Seydina Baldé

Medal record

Men's karate

Representing France

World Games

= Seydina Baldé =

French karateka

Seydina Baldé (born 23 September 1977) is a French actor and martial artist. He has been Europe and World Karate Champion.

Balde was born in Paris. He always wanted to become an actor, so went to theatre classes when he was a teenager and managed to be noticed while performing. He credits Jean-Claude Van Damme with inspiring him to pursue martial arts after watching his movies. At the age of 16, he began studying karate.
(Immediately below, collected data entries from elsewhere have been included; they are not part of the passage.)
PR #101, opened 2017-07-07
[JENKINS-45287] Debian packaging should not be satisfied by Java 9

raul-arabaolaza:
[JENKINS-45287](https://issues.jenkins-ci.org/browse/JENKINS-45287)

As stated in the ticket I believe the best approach here is to mimic what the RPM package actually does, drop the java dependency on the package but add a Java check in the init script so it only starts jenkins if we are on Java 8 and prints an appropriate error message if not.

Also I have removed the hardcoded java route, now the installer uses `which java` to try to locate the java executable

I have performed the following tests: (all using Vagrant machines)

* Ubuntu 16.04 with OpenJDK 7 installed and configured as default via package manager -> Service does not start and shows the corresponding error message about using an incorrect java version

* Ubuntu 16.04 with OpenJDK 8 installed and configured as default via package manager -> Service starts
* Debian Stretch With OpenJDK 8 installed and configured as default via package manager -> Service starts

* Ubuntu 16.04 with OpenJDK 9 installed and configured as default via package manager -> Service does not start and shows the corresponding error message about using an incorrect java version
* Debian Stretch with OpenJDK 9 installed and configured as default via package manager -> Service does not start and shows the corresponding error message about using an incorrect java version

* Ubuntu 16.04 with Oracle Java 8 installed and configured as default via package manager -> Service starts
* Debian Stretch With Oracle Java 8 installed and configured as default via package manager -> Service starts

* Ubuntu 16.04 with Oracle Java 9 installed and configured as default via package manager -> Service does not start and shows the corresponding error message about using an incorrect java version
* Debian Stretch with Oracle Java 9 installed and configured as default via package manager -> Service does not start and shows the corresponding error message about using an incorrect java version

* Debian Stretch with Oracle Java 9 manually installed via tar.gz file and update-alternatives in a location not in path -> Service does not start with no java found error message
* Debian Stretch with Oracle Java 9 manually installed via tar.gz file and update-alternatives in a location not in path but with a symbolic link in PATH -> Service does not start and shows the corresponding error message about using an incorrect java version

* Debian Stretch with Oracle Java 8 manually installed via tar.gz file and update-alternatives in a location not in path -> Service does not start with no java found error message
* Debian Stretch with Oracle Java 8 manually installed via tar.gz file and update-alternatives in a location not in path but with a symbolic link in PATH -> Service does not start and shows the corresponding error message about using an incorrect java version

Java not found error message:
```
vagrant@stretch:~$ sudo service jenkins status
● jenkins.service - LSB: Start Jenkins at boot time
   Loaded: loaded (/etc/init.d/jenkins; generated; vendor preset: enabled)
   Active: failed (Result: exit-code) since Fri 2017-07-07 15:42:03 GMT; 5s ago
     Docs: man:systemd-sysv-generator(8)
  Process: 1118 ExecStop=/etc/init.d/jenkins stop (code=exited, status=0/SUCCESS)
  Process: 1200 ExecStart=/etc/init.d/jenkins start (code=exited, status=1/FAILURE)

Jul 07 15:42:03 stretch systemd[1]: Starting LSB: Start Jenkins at boot time...
Jul 07 15:42:03 stretch jenkins[1200]: ERROR: No Java executable found in current PATH: /bin:/usr/bin:/sbin:/usr/sbin
Jul 07 15:42:03 stretch jenkins[1200]: If you actually have java installed on the system make sure the executable is in the aforementioned path and that 'which java' returns the java executable path
Jul 07 15:42:03 stretch systemd[1]: jenkins.service: Control process exited, code=exited status=1
Jul 07 15:42:03 stretch systemd[1]: Failed to start LSB: Start Jenkins at boot time.
Jul 07 15:42:03 stretch systemd[1]: jenkins.service: Unit entered failed state.
Jul 07 15:42:03 stretch systemd[1]: jenkins.service: Failed with result 'exit-code'.
```
Incorrect Java error message:
```
vagrant@stretch:~$ sudo service jenkins status
● jenkins.service - LSB: Start Jenkins at boot time
   Loaded: loaded (/etc/init.d/jenkins; generated; vendor preset: enabled)
   Active: failed (Result: exit-code) since Fri 2017-07-07 15:50:57 GMT; 5s ago
     Docs: man:systemd-sysv-generator(8)
  Process: 1369 ExecStop=/etc/init.d/jenkins stop (code=exited, status=0/SUCCESS)
  Process: 1481 ExecStart=/etc/init.d/jenkins start (code=exited, status=1/FAILURE)

Jul 07 15:50:57 stretch jenkins[1481]: Found an incorrect Java version
Jul 07 15:50:57 stretch jenkins[1481]: Java version found:
Jul 07 15:50:57 stretch jenkins[1481]: java version "9"
Jul 07 15:50:57 stretch jenkins[1481]: Java(TM) SE Runtime Environment (build 9+176)
Jul 07 15:50:57 stretch jenkins[1481]: Java HotSpot(TM) 64-Bit Server VM (build 9+176, mixed mode)
Jul 07 15:50:57 stretch jenkins[1481]: Aborting
Jul 07 15:50:57 stretch systemd[1]: jenkins.service: Control process exited, code=exited status=1
Jul 07 15:50:57 stretch systemd[1]: Failed to start LSB: Start Jenkins at boot time.
Jul 07 15:50:57 stretch systemd[1]: jenkins.service: Unit entered failed state.
Jul 07 15:50:57 stretch systemd[1]: jenkins.service: Failed with result 'exit-code'.
```

@reviewbybees specially @daniel-beck (as the issue reporter) and @svanoort

### DIFF
--- a/deb/build/debian/jenkins.init
+++ b/deb/build/debian/jenkins.init
@@ -25,6 +25,8 @@ SCRIPTNAME=/etc/init.d/$NAME
 DAEMON=/usr/bin/daemon
 DAEMON_ARGS="--name=$NAME --inherit --env=JENKINS_HOME=$JENKINS_HOME --output=$JENKINS_LOG --pidfile=$PIDFILE"
 
+JAVA_ALLOWED_VERSION="18"
+
 if [ -n "$UMASK" ]; then
     DAEMON_ARGS="$DAEMON_ARGS --umask=$UMASK"
 fi
@@ -40,6 +42,26 @@ fi
 # Exit if not supposed to run standalone
 if [ "$RUN_STANDALONE" = "false" ]; then
     echo "Not configured to run standalone" >&2
+    exit 1
+fi
+
+# Make sure there exists a java executable, it may not be allways the case
+if [ -z "$JAVA" ]; then
+    echo "ERROR: No Java executable found in the system" >&2
+    echo "If you actually have java installed on the system make sure 'which java' returns the java executable path" >&2
+    exit 1
+fi
+
+# Work out the JAVA version we are working with:
+JAVA_VERSION=$($JAVA -version 2>&1 | sed -n ';s/.* version "\(.*\)\.\(.*\)\..*"/\1\2/p;')
+
+if [ "$JAVA_VERSION" = "$JAVA_ALLOWED_VERSION" ]; then
+    echo "Correct java version found" >&2
+else
+    echo "Found an incorrect Java version" >&2
+    echo "Java version found:" >&2
+    echo $($JAVA -version) >&2
+    echo "Aborting" >&2
     exit 1
 fi
 
--- a/deb/build/debian/jenkins.init
+++ b/deb/build/debian/jenkins.init
@@ -47,8 +47,8 @@ fi
 
 # Make sure there exists a java executable, it may not be allways the case
 if [ -z "$JAVA" ]; then
-    echo "ERROR: No Java executable found in the system" >&2
-    echo "If you actually have java installed on the system make sure 'which java' returns the java executable path" >&2
+    echo "ERROR: No Java executable found in current PATH: $PATH" >&2
+    echo "If you actually have java installed on the system make sure the executable is in the aforementioned path and that 'which java' returns the java executable path" >&2
     exit 1
 fi
 
--- a/deb/build/debian/jenkins.init
+++ b/deb/build/debian/jenkins.init
@@ -49,7 +49,7 @@ fi
 # Make sure there exists a java executable, it may not be allways the case
 if [ -z "$JAVA" ]; then
     echo "ERROR: No Java executable found in current PATH: $PATH" >&2
-    echo "If you actually have java installed on the system make sure the executable is in the aforementioned path and that 'which java' returns the java executable path" >&2
+    echo "If you actually have java installed on the system make sure the executable is in the aforementioned path and that 'type -p java' returns the java executable path" >&2
     exit 1
 fi
 
--- a/deb/build/debian/jenkins.init
+++ b/deb/build/debian/jenkins.init
@@ -24,6 +24,7 @@ SCRIPTNAME=/etc/init.d/$NAME
 #DAEMON=$JENKINS_SH
 DAEMON=/usr/bin/daemon
 DAEMON_ARGS="--name=$NAME --inherit --env=JENKINS_HOME=$JENKINS_HOME --output=$JENKINS_LOG --pidfile=$PIDFILE"
+JAVA=`type -p java`
 
 JAVA_ALLOWED_VERSION="18"
 
--- a/deb/publish/gen.rb
+++ b/deb/publish/gen.rb
@@ -31,6 +31,20 @@ Then add the following entry in your <tt>/etc/apt/sources.list</tt>:
 <pre style="padding:0.5em; margin:1em; background-color:black; color:white">
 deb #{url} binary/
 </pre>
+</p>
+
+<p>
+You will need to explicitly install a Java runtime environment, given the current state of Java 9 is the safest way to
+ensure your system ends properly configured. Adding an explicit dependency requirement on Java could force installation
+of undesired versions of the JVM.
+</p>
+
+<p>
+<ul>
+  <li>2.54 (2017-04) and newer: Java 8</li>
+  <li>1.612 (2015-05) and newer: Java 7</li>
+</ul>
+</p>
 
 <p>
 Update your local package index, then finally install #{productName}:
@@ -39,6 +53,7 @@ Update your local package index, then finally install #{productName}:
 sudo apt-get update
 sudo apt-get install #{artifactName}
 </pre>
+</p>
 
 <p>
 See <a href="http://wiki.jenkins-ci.org/display/JENKINS/Installing+Jenkins+on+Ubuntu">Wiki</a> for more information, including notes regarding upgrade from Hudson.
--- a/deb/publish/gen.rb
+++ b/deb/publish/gen.rb
@@ -34,7 +34,7 @@ deb #{url} binary/
 </p>
 
 <p>
-You will need to explicitly install a Java runtime environment, given the current state of Java 9 is the safest way to
+You will need to explicitly install a Java runtime environment, because Java 9 does not work with Jenkins, this is the safest way to
 ensure your system ends properly configured. Adding an explicit dependency requirement on Java could force installation
 of undesired versions of the JVM.
 </p>
--- a/deb/publish/gen.rb
+++ b/deb/publish/gen.rb
@@ -36,7 +36,8 @@ deb #{url} binary/
 <p>
 You will need to explicitly install a Java runtime environment, <b>because Jenkins does not work with Java 9</b>, this is the safest way to
 ensure your system ends properly configured. Adding an explicit dependency requirement on Java could force installation
-of undesired versions of the JVM.
+of undesired versions of the JVM. Check <a href="https://issues.jenkins-ci.org/browse/JENKINS-40689">JENKINS-40689</a>
+for more details about Jenkins and Java 9 compatibility.
 </p>
 
 <p>
--- a/deb/publish/gen.rb
+++ b/deb/publish/gen.rb
@@ -34,7 +34,7 @@ deb #{url} binary/
 </p>
 
 <p>
-You will need to explicitly install a Java runtime environment, because Java 9 does not work with Jenkins, this is the safest way to
+You will need to explicitly install a Java runtime environment, <b>because Jenkins does not work with Java 9</b>, this is the safest way to
 ensure your system ends properly configured. Adding an explicit dependency requirement on Java could force installation
 of undesired versions of the JVM.
 </p>
--- a/deb/build/debian/control
+++ b/deb/build/debian/control
@@ -8,7 +8,7 @@ Homepage: @@HOMEPAGE@@
 
 Package: @@ARTIFACTNAME@@
 Architecture: all
-Depends: ${misc:Depends}, daemon, adduser, procps, psmisc, net-tools, default-jre-headless (>= 2:1.8) | java8-runtime-headless
+Depends: ${misc:Depends}, daemon, adduser, procps, psmisc, net-tools
 Conflicts: hudson
 Replaces: hudson
 Description: @@DESCRIPTION_FILE@@
--- a/deb/build/debian/jenkins.default
+++ b/deb/build/debian/jenkins.default
@@ -4,7 +4,7 @@
 NAME=@@ARTIFACTNAME@@
 
 # location of java
-JAVA=/usr/bin/java
+JAVA=$(which java)
 
 # arguments to pass to java
 
--- a/deb/build/debian/jenkins.default
+++ b/deb/build/debian/jenkins.default
@@ -3,9 +3,6 @@
 # pulled in from the init script; makes things easier.
 NAME=@@ARTIFACTNAME@@
 
-# location of java
-JAVA=$(which java)
-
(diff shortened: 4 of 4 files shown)


deb/build/debian/jenkins.init
```diff
@@ -43,6 +45,26 @@ if [ "$RUN_STANDALONE" = "false" ]; then
...
+if [ -z "$JAVA" ]; then
+    echo "ERROR: No Java executable found in current PATH: $PATH" >&2
+    echo "If you actually have java installed on the system make sure the executable is in the aforementioned path and that 'which java' returns the java executable path" >&2
+    exit 1
+fi
+
+# Work out the JAVA version we are working with:
+JAVA_VERSION=$($JAVA -version 2>&1 | sed -n ';s/.* version "\(.*\)\.\(.*\)\..*"/\1\2/p;')
+
+if [ "$JAVA_VERSION" = "$JAVA_ALLOWED_VERSION" ]; then
```
oleg-nenashev: I am not sure it works correctly for all Java versios. Have you checked IBM Java for example?

samrocketman:
> now the installer uses `which java` to try to locate the java executable

I recommend `type -p java`.  It is a shell built in and more reliable than `which` in my experience.

daniel-beck:
> mimic what the RPM package actually does, drop the java dependency on the package

Note that the other package repo index files explain this and list the required Java versions, this should also be done for Debian then.

Compare the description on top of https://pkg.jenkins.io/redhat/ to https://pkg.jenkins.io/debian/

deb/build/debian/jenkins.init
raul-arabaolaza: @oleg-nenashev Yes, it works perfectly with IBM java 8:

{noformat}
ubuntu@ubuntu-xenial:~$ java -version
java version "1.8.0"
Java(TM) SE Runtime Environment (build pxa6480sr4fp7-20170627_02(SR4 FP7))
IBM J9 VM (build 2.8, JRE 1.8.0 Linux amd64-64 Compressed References 20170616_352529 (JIT enabled, AOT enabled)
J9VM - R28_20170616_0201_B352529
JIT  - tr.r14.java_20170616_352529
GC   - R28_20170616_0201_B352529_CMPRSS
J9CL - 20170616_352529)
JCL - 20170622_01 based on Oracle jdk8u131-b11
ubuntu@ubuntu-xenial:~$ sudo service jenkins start
ubuntu@ubuntu-xenial:~$ sudo service jenkins status
● jenkins.service - LSB: Start Jenkins at boot time
   Loaded: loaded (/etc/init.d/jenkins; bad; vendor preset: enabled)
   Active: active (exited) since Mon 2017-07-10 10:22:39 UTC; 5s ago
     Docs: man:systemd-sysv-generator(8)
  Process: 6285 ExecStop=/etc/init.d/jenkins stop (code=exited, status=0/SUCCESS)
  Process: 6386 ExecStart=/etc/init.d/jenkins start (code=exited, status=0/SUCCESS)

Jul 10 10:22:38 ubuntu-xenial systemd[1]: Starting LSB: Start Jenkins at boot time...
Jul 10 10:22:38 ubuntu-xenial jenkins[6386]: Correct java version found
Jul 10 10:22:38 ubuntu-xenial jenkins[6386]:  * Starting Jenkins Automation Server jenkins
Jul 10 10:22:38 ubuntu-xenial su[6427]: Successful su for jenkins by root
Jul 10 10:22:38 ubuntu-xenial su[6427]: + ??? root:jenkins
Jul 10 10:22:38 ubuntu-xenial su[6427]: pam_unix(su:session): session opened for user jenkins by (uid=0)
Jul 10 10:22:39 ubuntu-xenial jenkins[6386]:    ...done.
Jul 10 10:22:39 ubuntu-xenial systemd[1]: Started LSB: Start Jenkins at boot time.
{noformat}

Is IBM one of the supported JVM for jenkins? Not sure about this but, judging by the dependencies in the control file, IBM Java alone would not allow you to install the deb file. You would end having to install openjdk or the platform's default JVM which I suspect is not IBM on any case

raul-arabaolaza:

He enjoyed quick success, winning the title of Junior Champion of the World after only four years of practice. In the world of martial arts, he is sometimes known by the nickname «la perle noire du karaté» ("the black pearl of karate").

Intending to become an actor as an adult, he went back to an acting class in Paris. he first appeared in the television adaptation of Largo Winch.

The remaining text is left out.